Many of our Escondido readers have probably seen the now-commonplace commercials on television about services used to monitor a "credit score." As readers may know, a credit score is a distillation of a person's creditworthiness -- the person's reliability when it comes to that person's ability to repay a loan. And, as has been noted in previous posts here, there are numerous things that can either raise or lower a person's credit score.
For Escondido residents considering a personal bankruptcy filing, one of the many concerns may be "What's the negative impact of bankruptcy on a credit score?" Anyone who is familiar with bankruptcy -- Chapter 7 bankruptcy in particular -- knows that there is a kind of trade-off when it comes to filing for bankruptcy: yes, debt will be discharged, but the filer will likely have quite a bit of work to do to get back to a place where lenders consider the person to be creditworthy.
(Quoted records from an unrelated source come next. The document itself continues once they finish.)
PR #918, opened 2020-12-08
Enable strict null checks in tsconfig

xqzlgy2:
This PR enabled TS compiler check for `strictNullChecks`, also fixed existing errors.

### DIFF
--- a/src/extension.ts
+++ b/src/extension.ts
@@ -317,7 +317,7 @@ async function launchMain(mainMethods: IMainClassOption[], uri: vscode.Uri, noDe
         return;
     }
 
-    await startDebugging(pick.mainClass, pick.projectName!, uri, noDebug);
+    await startDebugging(pick.mainClass, pick.projectName || "", uri, noDebug);
 }
 
 async function runJavaProject(node: any, noDebug: boolean) {
--- a/src/extension.ts
+++ b/src/extension.ts
@@ -165,7 +165,7 @@ function specifyProgramArguments(context: vscode.ExtensionContext): Thenable<str
 }
 
 async function applyHCR(hcrStatusBar: NotificationBar) {
-    const debugSession: vscode.DebugSession = vscode.debug.activeDebugSession;
+    const debugSession: vscode.DebugSession | undefined = vscode.debug.activeDebugSession;
     if (!debugSession) {
         return;
     }
@@ -246,7 +246,7 @@ async function runJavaFile(uri: vscode.Uri, noDebug: boolean) {
         throw ex;
     }
 
-    const activeEditor: vscode.TextEditor = vscode.window.activeTextEditor;
+    const activeEditor: vscode.TextEditor | undefined = vscode.window.activeTextEditor;
     if (!uri && activeEditor && _.endsWith(path.basename(activeEditor.document.fileName), ".java")) {
         uri = activeEditor.document.uri;
     }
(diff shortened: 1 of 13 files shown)


src/extension.ts
```diff
@@ -317,7 +317,7 @@ async function launchMain(mainMethods: IMainClassOption[], uri: vscode.Uri, noDe
         return;
     }
 
-    await startDebugging(pick.mainClass, pick.projectName, uri, noDebug);
+    await startDebugging(pick.mainClass, pick.projectName!, uri, noDebug);
```
testforstephen, line 320: pick.projectName!

What is the purpose of the ending **!**

xqzlgy2: Because the second parameter of `startDebugging` could not be undefined, but `pick.projectName` could be, since it's  optional. How about change projectName in `IMainClassOption` to required property?

testforstephen: https://www.typescriptlang.org/docs/handbook/release-notes/typescript-2-0.html#non-null-assertion-operator

x! will throw exception if x is null or undefined. This is not we want. I would change it to 
`await startDebugging(pick.mainClass, pick.projectName || "", uri, noDebug);`

xqzlgy2: OK. BTW, I didn't do this because I don't know what is a proper default value.

src/utility.ts
```diff
@@ -55,11 +55,11 @@ function logMessage(message: ILoggingMessage): void {
         }
         sendError(error);
     } else {
-        sendInfo(null, { message: message.message });
+        sendInfo("", { message: message.message });
     }
 
     // Deprecated
-    logger.log(message.type, { message: message.message, stack: message.stack });
+    logger.log(message.type, { message: message.message, stack: message.stack ? message.stack : "" });
```
testforstephen, line 62: message.stack ? message.stack : "" => message.stack || ""

src/utility.ts
```diff
@@ -194,11 +194,14 @@ export function isJavaExtEnabled(): boolean {
 
 export function isJavaExtActivated(): boolean {
     const javaExt = vscode.extensions.getExtension(JAVA_EXTENSION_ID);
-    return javaExt && javaExt.isActive;
+    if (javaExt && javaExt.isActive) {
+        return true;
+    }
+    return false;
```
testforstephen, line 200: what's the problem with the old usage?

src/mainClassPicker.ts
```diff
@@ -88,16 +88,21 @@ class MainClassPicker {
...
-        const mostRecentlyUsedOption: IMainClassOption = (options.length && this.contains(options[0])) ? options[0] : undefined;
+        const mostRecentlyUsedOption: IMainClassOption | undefined = (options.length && this.contains(options[0])) ? options[0] : undefined;
         const isMostRecentlyUsed = (option: IMainClassOption): boolean => {
-            return mostRecentlyUsedOption
-                && mostRecentlyUsedOption.mainClass === option.mainClass
+            if (mostRecentlyUsedOption) {
+                return mostRecentlyUsedOption.mainClass === option.mainClass
                 && mostRecentlyUsedOption.projectName === option.projectName;
+            }
+            return false;
```
testforstephen, line 97: using `!!mostRecentlyUsedOption && mostRecentlyUsedOption.mainClass === option.mainClass && mostRecentlyUsedOption.projectName === option.projectName` ?

testforstephen (changes requested):

src/utility.ts
xqzlgy2: `Type 'boolean | undefined' is not assignable to type 'boolean'`
How about `return !!javaExt && javaExt.isActive;` ?

testforstephen (approved):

The fact is that filing for bankruptcy can have a swift and dramatic impact on a person's credit score. Even those who have a relatively high score at the time of the bankruptcy filing -- say, 750 or above -- could see a decrease of 200 points or more. But, regardless of a person's credit score at the time of filing for bankruptcy, it is more likely than not that the filing will result in a credit score that is considered "bad credit" for a certain period of time.
However, the good news is that Escondido residents who file for bankruptcy can set up a path back toward creditworthiness with the right approach. Getting the right information about filing for bankruptcy and all of the pros and cons associated with this type of legal move is a good first step.